Content starts

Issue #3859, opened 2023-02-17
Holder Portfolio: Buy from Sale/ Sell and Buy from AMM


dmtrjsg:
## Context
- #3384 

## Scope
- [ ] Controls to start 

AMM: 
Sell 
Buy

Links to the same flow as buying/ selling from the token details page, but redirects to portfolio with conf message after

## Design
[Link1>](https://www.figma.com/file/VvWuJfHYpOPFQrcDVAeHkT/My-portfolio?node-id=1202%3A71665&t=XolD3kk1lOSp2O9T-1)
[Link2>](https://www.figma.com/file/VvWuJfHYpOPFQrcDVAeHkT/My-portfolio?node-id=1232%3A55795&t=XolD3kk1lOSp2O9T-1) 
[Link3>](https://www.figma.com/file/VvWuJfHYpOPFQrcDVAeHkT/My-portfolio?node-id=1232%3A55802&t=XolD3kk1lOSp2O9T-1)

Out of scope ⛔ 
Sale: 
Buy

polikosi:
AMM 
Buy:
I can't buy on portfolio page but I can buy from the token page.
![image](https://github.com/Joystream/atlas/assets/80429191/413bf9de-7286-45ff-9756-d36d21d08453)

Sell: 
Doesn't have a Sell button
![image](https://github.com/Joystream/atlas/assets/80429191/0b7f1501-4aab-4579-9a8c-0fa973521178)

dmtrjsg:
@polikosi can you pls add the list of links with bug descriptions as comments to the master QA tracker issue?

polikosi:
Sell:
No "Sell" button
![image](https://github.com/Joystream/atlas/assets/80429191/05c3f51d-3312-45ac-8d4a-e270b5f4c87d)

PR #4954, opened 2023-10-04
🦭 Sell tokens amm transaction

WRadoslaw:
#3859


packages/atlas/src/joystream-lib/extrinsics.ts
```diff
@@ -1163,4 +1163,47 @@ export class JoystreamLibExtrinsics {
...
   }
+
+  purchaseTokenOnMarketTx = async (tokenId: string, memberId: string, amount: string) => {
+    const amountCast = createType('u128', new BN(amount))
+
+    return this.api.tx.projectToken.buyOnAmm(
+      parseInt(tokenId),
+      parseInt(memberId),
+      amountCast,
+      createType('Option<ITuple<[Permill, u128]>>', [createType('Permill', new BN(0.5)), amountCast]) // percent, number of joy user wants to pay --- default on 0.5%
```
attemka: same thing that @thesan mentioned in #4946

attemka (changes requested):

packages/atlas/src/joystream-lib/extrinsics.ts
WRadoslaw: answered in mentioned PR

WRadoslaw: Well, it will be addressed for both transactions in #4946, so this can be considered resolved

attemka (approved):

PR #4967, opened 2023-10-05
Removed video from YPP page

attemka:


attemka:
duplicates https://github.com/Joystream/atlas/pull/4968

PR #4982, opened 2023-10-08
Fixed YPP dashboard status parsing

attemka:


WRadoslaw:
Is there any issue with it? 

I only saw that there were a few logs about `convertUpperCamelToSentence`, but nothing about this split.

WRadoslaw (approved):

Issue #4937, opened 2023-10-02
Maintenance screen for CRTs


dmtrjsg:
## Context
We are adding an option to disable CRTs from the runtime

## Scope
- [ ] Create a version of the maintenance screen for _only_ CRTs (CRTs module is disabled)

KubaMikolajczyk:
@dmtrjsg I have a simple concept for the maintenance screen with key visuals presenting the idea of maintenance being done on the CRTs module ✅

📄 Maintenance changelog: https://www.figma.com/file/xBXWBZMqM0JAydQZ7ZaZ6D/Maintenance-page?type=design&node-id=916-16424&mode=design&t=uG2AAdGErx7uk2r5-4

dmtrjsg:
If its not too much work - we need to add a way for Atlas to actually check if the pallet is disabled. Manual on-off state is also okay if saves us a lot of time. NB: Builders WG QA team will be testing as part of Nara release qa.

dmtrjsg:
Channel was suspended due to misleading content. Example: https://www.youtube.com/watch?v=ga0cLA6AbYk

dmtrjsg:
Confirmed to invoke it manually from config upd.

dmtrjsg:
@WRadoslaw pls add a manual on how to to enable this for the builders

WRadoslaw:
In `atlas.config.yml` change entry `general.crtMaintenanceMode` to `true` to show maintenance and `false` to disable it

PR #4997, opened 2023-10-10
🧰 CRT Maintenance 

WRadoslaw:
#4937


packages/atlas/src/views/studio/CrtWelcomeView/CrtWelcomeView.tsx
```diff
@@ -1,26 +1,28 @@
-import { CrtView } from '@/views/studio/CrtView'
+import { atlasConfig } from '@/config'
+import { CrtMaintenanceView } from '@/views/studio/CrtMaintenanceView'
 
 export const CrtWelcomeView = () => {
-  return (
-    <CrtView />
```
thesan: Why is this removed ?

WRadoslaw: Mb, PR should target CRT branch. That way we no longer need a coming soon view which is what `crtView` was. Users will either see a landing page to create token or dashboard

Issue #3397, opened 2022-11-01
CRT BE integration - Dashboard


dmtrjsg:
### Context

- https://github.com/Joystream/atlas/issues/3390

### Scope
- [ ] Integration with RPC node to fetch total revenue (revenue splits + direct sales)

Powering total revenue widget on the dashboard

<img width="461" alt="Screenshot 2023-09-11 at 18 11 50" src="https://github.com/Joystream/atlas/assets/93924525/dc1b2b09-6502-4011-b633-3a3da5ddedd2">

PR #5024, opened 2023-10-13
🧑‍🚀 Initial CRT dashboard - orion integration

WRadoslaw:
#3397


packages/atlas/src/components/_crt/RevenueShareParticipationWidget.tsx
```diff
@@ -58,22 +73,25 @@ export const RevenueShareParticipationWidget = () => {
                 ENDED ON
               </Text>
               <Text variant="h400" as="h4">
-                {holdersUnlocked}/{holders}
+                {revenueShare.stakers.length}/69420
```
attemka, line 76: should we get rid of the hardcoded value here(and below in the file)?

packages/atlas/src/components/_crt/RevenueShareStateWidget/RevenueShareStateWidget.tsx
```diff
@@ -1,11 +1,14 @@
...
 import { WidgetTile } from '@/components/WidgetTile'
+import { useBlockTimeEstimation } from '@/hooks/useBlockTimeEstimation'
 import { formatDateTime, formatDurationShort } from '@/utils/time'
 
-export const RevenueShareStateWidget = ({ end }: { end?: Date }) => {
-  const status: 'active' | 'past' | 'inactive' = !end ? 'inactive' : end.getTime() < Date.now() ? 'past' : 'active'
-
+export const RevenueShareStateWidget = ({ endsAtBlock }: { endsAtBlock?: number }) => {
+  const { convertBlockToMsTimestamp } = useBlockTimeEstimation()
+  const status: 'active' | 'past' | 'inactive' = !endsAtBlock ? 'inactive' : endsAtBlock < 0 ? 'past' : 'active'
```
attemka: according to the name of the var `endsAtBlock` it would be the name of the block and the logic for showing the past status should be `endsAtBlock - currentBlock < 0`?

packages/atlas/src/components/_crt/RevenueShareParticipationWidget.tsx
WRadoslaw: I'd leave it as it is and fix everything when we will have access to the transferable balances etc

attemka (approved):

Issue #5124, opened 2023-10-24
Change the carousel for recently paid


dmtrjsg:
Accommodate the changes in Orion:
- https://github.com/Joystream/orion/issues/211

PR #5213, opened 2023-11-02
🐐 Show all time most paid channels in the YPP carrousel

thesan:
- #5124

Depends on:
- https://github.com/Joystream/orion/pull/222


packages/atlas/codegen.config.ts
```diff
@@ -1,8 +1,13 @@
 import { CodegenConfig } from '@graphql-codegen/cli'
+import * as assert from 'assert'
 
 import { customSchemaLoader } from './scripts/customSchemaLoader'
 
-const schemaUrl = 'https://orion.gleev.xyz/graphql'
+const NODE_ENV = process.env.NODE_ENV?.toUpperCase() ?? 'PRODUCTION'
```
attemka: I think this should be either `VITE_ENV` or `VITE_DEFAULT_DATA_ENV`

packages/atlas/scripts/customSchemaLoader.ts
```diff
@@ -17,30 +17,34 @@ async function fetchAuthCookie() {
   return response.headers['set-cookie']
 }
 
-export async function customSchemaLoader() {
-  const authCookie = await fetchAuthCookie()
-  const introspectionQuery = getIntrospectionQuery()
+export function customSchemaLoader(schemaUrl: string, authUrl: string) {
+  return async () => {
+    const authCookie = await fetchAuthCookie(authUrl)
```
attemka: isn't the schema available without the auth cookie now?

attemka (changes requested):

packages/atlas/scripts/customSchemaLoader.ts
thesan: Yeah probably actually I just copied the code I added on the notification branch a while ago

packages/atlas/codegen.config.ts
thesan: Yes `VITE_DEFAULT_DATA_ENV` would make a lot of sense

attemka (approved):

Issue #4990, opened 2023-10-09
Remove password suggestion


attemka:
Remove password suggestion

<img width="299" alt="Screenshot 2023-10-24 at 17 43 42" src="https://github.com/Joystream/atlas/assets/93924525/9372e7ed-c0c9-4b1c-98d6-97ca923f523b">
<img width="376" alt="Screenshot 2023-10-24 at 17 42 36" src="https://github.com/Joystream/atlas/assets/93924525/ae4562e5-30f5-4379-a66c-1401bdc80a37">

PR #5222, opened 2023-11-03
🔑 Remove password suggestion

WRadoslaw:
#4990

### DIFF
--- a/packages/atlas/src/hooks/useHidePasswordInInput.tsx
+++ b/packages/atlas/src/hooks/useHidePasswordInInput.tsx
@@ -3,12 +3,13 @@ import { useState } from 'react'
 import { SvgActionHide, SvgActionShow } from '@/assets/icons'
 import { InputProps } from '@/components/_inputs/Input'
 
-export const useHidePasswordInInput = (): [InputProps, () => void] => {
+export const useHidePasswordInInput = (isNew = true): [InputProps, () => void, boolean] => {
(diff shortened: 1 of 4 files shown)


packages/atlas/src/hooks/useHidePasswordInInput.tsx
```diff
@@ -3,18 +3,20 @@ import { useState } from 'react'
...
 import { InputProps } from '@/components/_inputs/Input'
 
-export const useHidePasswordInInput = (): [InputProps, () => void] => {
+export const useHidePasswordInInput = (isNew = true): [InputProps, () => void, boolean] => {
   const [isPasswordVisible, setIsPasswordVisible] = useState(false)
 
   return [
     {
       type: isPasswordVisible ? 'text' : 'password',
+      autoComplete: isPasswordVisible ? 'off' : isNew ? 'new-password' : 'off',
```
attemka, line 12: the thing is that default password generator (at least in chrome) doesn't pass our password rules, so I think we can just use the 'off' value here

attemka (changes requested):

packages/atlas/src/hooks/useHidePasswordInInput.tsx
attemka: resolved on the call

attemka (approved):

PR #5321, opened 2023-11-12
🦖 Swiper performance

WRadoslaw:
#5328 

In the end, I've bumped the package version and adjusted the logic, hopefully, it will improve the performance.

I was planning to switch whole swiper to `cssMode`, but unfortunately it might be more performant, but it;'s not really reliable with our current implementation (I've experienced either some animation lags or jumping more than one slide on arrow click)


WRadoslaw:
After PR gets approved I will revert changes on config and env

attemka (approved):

Content ends

● **YOUR ASSIGNMENT**
Search each line of the data above for "memberId", and copy the lines where it occurs.

● **ANSWER TO THE EXERCISE**
+  purchaseTokenOnMarketTx = async (tokenId: string, memberId: string, amount: string) => {
+      parseInt(memberId),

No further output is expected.